Scale of results • Development goal: This is the overall positive, long-term result the community seeks. • Project purpose: This is the immediate outcome of implementing this project and should contribute to the development goal. • Results/objectives: A project purpose is made up of smaller steps and outputs which together assure that the project purpose is achieved.
Planning, monitoring & evaluation • Planning, monitoring and evaluation are all part of one process. • Planning sets the objectives. • Monitoring helps check that the objectives are on track. • Evaluation measures whether the overall project purpose has been met. • Evaluation also provides a chance to reflect on the overall process and empowerment.
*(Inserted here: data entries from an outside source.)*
PR #658, opened 2021-08-10
Refactor to apply rtl only within scope.

mgamis-msft:
# What

rtl prop added to FluentThemeProvider so that we only apply rtl only within scope. Removed usage of `setRTL` from fluentui to avoid applying rtl to the entire html root.

Note: There is a minor bug on FluentUI where some icon margins are not horizontally "flipped" like below:
Icon margins (known)
logged in issue:
https://github.com/microsoft/fluentui/issues/18836

# Why

- To fix docs being affected by rtl in storybook
- To limit rtl when users potentially embed our composites/components into their apps, as discussed in Let's Build session

# How Tested

Tested stories and samples.

# Process & policy checklist


alcail (approved):

packages/react-components/src/theming/FluentThemeProvider.tsx
```diff
@@ -66,11 +71,6 @@ export const FluentThemeProvider = (props: FluentThemeProviderProps): JSX.Elemen
       ChatMessage: {
         timestamp: {
           WebkitTextFillColor: fluentUITheme.palette.neutralSecondary
-        },
```
prprabhu-ms, line 69: Setting `rtl` through the Provider also gets rid of all these northstar bugs?

prprabhu-ms (approved):

JamesBurnside (approved):

packages/react-components/src/theming/FluentThemeProvider.tsx
mgamis-msft: Yes. I should have set 'rtl' property instead of the 'dir' property on line 83.

PR #661, opened 2021-08-10
Make calling stateful unittests damp

prprabhu-ms:
# What
Refactors about half of the unittests in the calling stateful package to:
* Remove use of global state
* Replace the `testData` fixture that was updated opaquely by test helpers with functional object creation helpers. This makes the tests a lot more readable.
* Remove some boilerplate duplication by merging the tests where it made sense.
* Delete a couple god mocks that made it extremely difficult to both understand the tests and to add more tests. Replaced with test-specific fakes created with the functional object creation test helpers.
* Hoist the tests for DeviceManager to test the API rather than the implementation (Context/InnerContext). There are still unittests left that should be hoisted similarly... CallAgent etc.
* Add expectations about the number of events emitted. Found a few places where we're emitting spurious events. This PR doesn't fix those. Added a `FIXME` comment instead.

This PR paves the way to add more unittests around error handling without making the test setup unmanageable.

# How Tested
`rush test`

# Process & policy checklist


packages/calling-stateful-client/src/DeviceManager.test.ts
```diff
@@ -0,0 +1,233 @@
...
+    const deviceAccess = await (await client.getDeviceManager()).askDevicePermission({ audio: false, video: false });
+    expect(deviceAccess.audio).toBe(true);
+    expect(deviceAccess.video).toBe(true);
+    expect(client.getState().deviceManager.deviceAccess).toBeDefined();
+    expect(client.getState().deviceManager.deviceAccess?.audio).toBe(true);
+    expect(client.getState().deviceManager.deviceAccess?.video).toBe(true);
+  });
+});
+
+const createStatefulCallClientWithDeviceManager = (deviceManager: MockDeviceManager): StatefulCallClient => {
```
JamesBurnside, line 164: Does it make sense to move here and below to a helper file? (e.g. `DeviceManagerTestUtils` or something?) to help reduce the size of the file

packages/calling-stateful-client/src/DeviceManager.test.ts
```diff
@@ -0,0 +1,233 @@
...
+      [speakerWithName('secondSpeaker')],
+      createMockDeviceManagerWithMicrophones([microphoneWithName('firstMicrophone')])
+    );
+    const client = createStatefulCallClientWithDeviceManager(manager);
+    // FIXME? Device manager is only created on request, so state is not updated unless device manager is created.
+    await client.getDeviceManager();
+
+    manager.emit('audioDevicesUpdated', {});
+    expect(
+      await waitWithBreakCondition(() => client.getState().deviceManager.microphones[0]?.name === 'firstMicrophone')
```
JamesBurnside, line 137: I forget - what's the reason we need to wait literal milliseconds here? Is there a way to mock timers to avoid it?
(This isn't a change of this PR I know so this is not a blocking comment - just want to get rid of arbitrary waits 😅 )

packages/calling-stateful-client/src/TestUtils.ts
```diff
@@ -5,7 +5,9 @@ import {
   Call,
```
JamesBurnside, line 5: Instead of a single `TestUtils` fie that becomes a dumping ground for all util functions, can we have a `/testutils/` folder that can then have mutiple more-specific test util files

packages/calling-stateful-client/src/StatefulCallClient.ts
```diff
@@ -234,10 +234,23 @@ export const createStatefulCallClient = (
...
-  const internalContext: InternalCallContext = new InternalCallContext();
+  return createStatefulCallClientWithDeps(
+    new CallClient(options?.callClientOptions),
+    new CallContext(args.userId, options?.maxStateChangeListeners),
+    new InternalCallContext()
+  );
+};
 
+/**
+ * Package-internal version of createStatefulCallClient that allows dependency injection.
```
JamesBurnside, line 245: Nice!!

packages/calling-stateful-client/src/DeviceManager.test.ts
prprabhu-ms: Renaming suggestions welcome. This isn't actually a wait. This is more a wait-till-condition-becomes-true-or-timeout.
This is needed so that we can assert conditions that become true once asynchronous operations complete.
So, when the test is passing, the expected wait is ~0 second.

prprabhu-ms: Incidentally, this PR fixes a bug where this helper was always waiting 100 milliseconds before checking for the first time.

packages/calling-stateful-client/src/DeviceManager.test.ts
prprabhu-ms: Don't have strong opinion on this.

Moving functions around is easy :)

packages/calling-stateful-client/src/TestUtils.ts
prprabhu-ms: +1
 
Probably better to do that as follow up PR though.

packages/calling-stateful-client/src/DeviceManager.test.ts
JamesBurnside: I guess amortized 0 seconds is acceptable :P (though my worry is it sets a precedence where the codebase feels its acceptable to have wait-x-milliseconds conditions)

JamesBurnside (approved):

packages/calling-stateful-client/src/DeviceManager.test.ts
prprabhu-ms: Realized after commenting here that the first check is likely going to always fail -- the async operations haven't had a chance to run.
So... we'll still waste 100 milliseconds.

But hey, it's just the test machine's CPU. After some experimentation, 10ms is a better wait time on my workstation. The test runtime goes down from ~20 seconds to ~2 seconds.

So... there.

packages/calling-stateful-client/src/DeviceManager.test.ts
```diff
@@ -0,0 +1,233 @@
...
+
+  test('should detect videoDevicesUpdated and update cameras in state using deviceManager', async () => {
+    const manager = createMockDeviceManagerWithCameras([cameraWithName('camera')]);
+    const client = createStatefulCallClientWithDeviceManager(manager);
+    // FIXME? Device manager is only created on request, so state is not updated unless device manager is created.
+    await client.getDeviceManager();
+
+    manager.emit('videoDevicesUpdated', {});
+    expect(await waitWithBreakCondition(() => client.getState().deviceManager.cameras.length === 1)).toBe(true);
+    expect(client.getState().deviceManager.cameras[0].name).toBe('camera');
```
mgamis-msft, line 47: Thanks for taking the time to write these unit tests. Could you also check that `client.getState().deviceManager.cameras[0].name` to be 'camera'?

prprabhu-ms: That's line 47. Did I miss something?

Planning • Adopt a methodology appropriate to the context. • Develop an analysis of the negative situation that should be solved. • Specify the target group (i.e. those in the community who will do the actions). • Identify levels of desired results: development goal, project purpose, results leading to the project purpose
Monitoring • Every result in the project needs an indicator to help determine whether you are achieving the result as planned. • Indicators should at least give quantity, quality, time and location for the result. • Monitoring involves collecting data as events happen. • Objectively verifiable indicators (OVIs) make your work transparent to donors, the whole community and others.
Evaluation • Evaluation can be summative (i.e. what happened?) or formative (i.e. what does this tell you for the future?). • Projects are evaluated against their project purpose and result indicators. • Evaluation can look at the impact caused by the project (which may sometimes be unintentional). • Evaluation can look at processes, including human dynamics and empowerment.